James Yardley (JY): I’m James Yardley, and today I’m joined by Richard Kaye, the fund manager for the Comgest Growth Japan Fund. Richard, hello.
Richard Kaye (RK): Hi, James. Great to be here.
[INTERVIEW]
JY: Thanks very much. And I believe you’re coming to us live from Japan today, so it is great to get your insights on the ground. So, I mean, Japan has often been seen as quite a difficult market for international investors to understand. So can you give us a picture of how things are on the ground at the moment? I mean, I think obviously we’ve got a new prime minister come in at the start of this year, haven’t we? Which was quite well received by the markets Sanae Takaichi, if I’m pronouncing that correctly. And obviously we’ve also then had the Iran situation, and I think Japan is obviously as a net importer of energy quite affected by that. And all the other kinds of macro factors and inflation, which we’re going on about. So, yeah, can, can you give us that overall picture of where we are?

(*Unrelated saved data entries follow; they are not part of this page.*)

PR #4199, opened 2020-07-07
chore: nav info reorganization

erickzhao:
An attempt at decluttering the top navigation bar in the website so that it's more user-friendly. Groups like items together and removes the "Donors" part of the top nav.

Also aligns the content in the footer with the the elements in the navbar.

cc @VerteDinde


erickzhao:
@HashimotoYT Having "Docs" as the first item of the list (helps reading Left-to-Right, and also with tabbed keyboard navigation) makes the most sense here. I think a common pattern for navbar organization across frameworks that I've seen is that docs (or some other important item that you want your users to visit) is first.

As for Apps vs. Community as the last item, I don't have a strong preference there. I think you're right that it looks visually better the other way around!

erickzhao:
Just pushed an update, hopefully this looks more visually balanaced?

PR #4249, opened 2020-07-20
refactor: remove unused apps icons

HashimotoYT:
These something very old and seems not used. All icons from apps contain from the `electron-apps` module and consumed from them, so I think that would be fine if we remove that duplicate.


HashimotoYT:
@erickzhao #2039 it's just made that more visible and easy to use, previously we use just direct `node_modules/electron-apps` input (well, okay, let's skip that 🙄), that usage starts from #784 and to #2039 where everything starts be more good.

@ckerr I'm really not sure what's that block do (because on that moment I'm idk what's Electron), But if look at this it's reset the screenshot path to `images` folder when unable to find icon inside the `electron-apps` module what's never should be because `electron-apps` give that check on the side, and return all icons. I think in today's state we never should take that state since some modern apps don't have icon inside this repo.

> Some of these are linked to in the old monthly roundup blog entries from 2016.

That icon doesn't work now, and blog posts look not preferable, I can update them to today state or we can 🔥 them

ckerr:
> EDIT: Also that path doesn't more exist from #2039

:1st_place_medal:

RK: Yeah, sure. And thank you very much James, and thank you again for the opportunity. Thank you for that question. Being in Japan is extremely important to answer that question, that set of questions, because right now there’s quite an important sentiment change going on in this country. I feel it very much just talking to regular people, like taxi drivers or restaurant owners. We see it very much in the stock market’s performance. You’ve gotta remember this is a country that’s been through 30 years of stock market decline. Everyone told them their past it, they’re ex-growth, all that kind of stuff. The last year or so of stock market performance has challenged that perception. And there’s a sentiment change as people are starting to believe in themselves. I’m not saying the stock market defines everything, but it’s an important indicator of sentiment.
And when you watch the news at seven o’clock, nine o’clock, the Japanese PVC, NHK, they’ll always talk about the stock market. They’ll always have folks in the street that they’re asking, you know, for their reaction. As the Nikkei goes to yet new highs, there’s a sentiment change on the ground. And I feel it, and I see it. You referred to the new Prime Minister, of course, she’s the first lady Prime minister of Japan, got a lot of press for that. But she’s a very interesting person in addition to her gender. She’s come from a difficult background. She’s been able to engage young people in politics for the first time, I’d say, in a generation. And she’s secured an extraordinary majority. She’s retained an extraordinary personal popularity rating even months into her premiership.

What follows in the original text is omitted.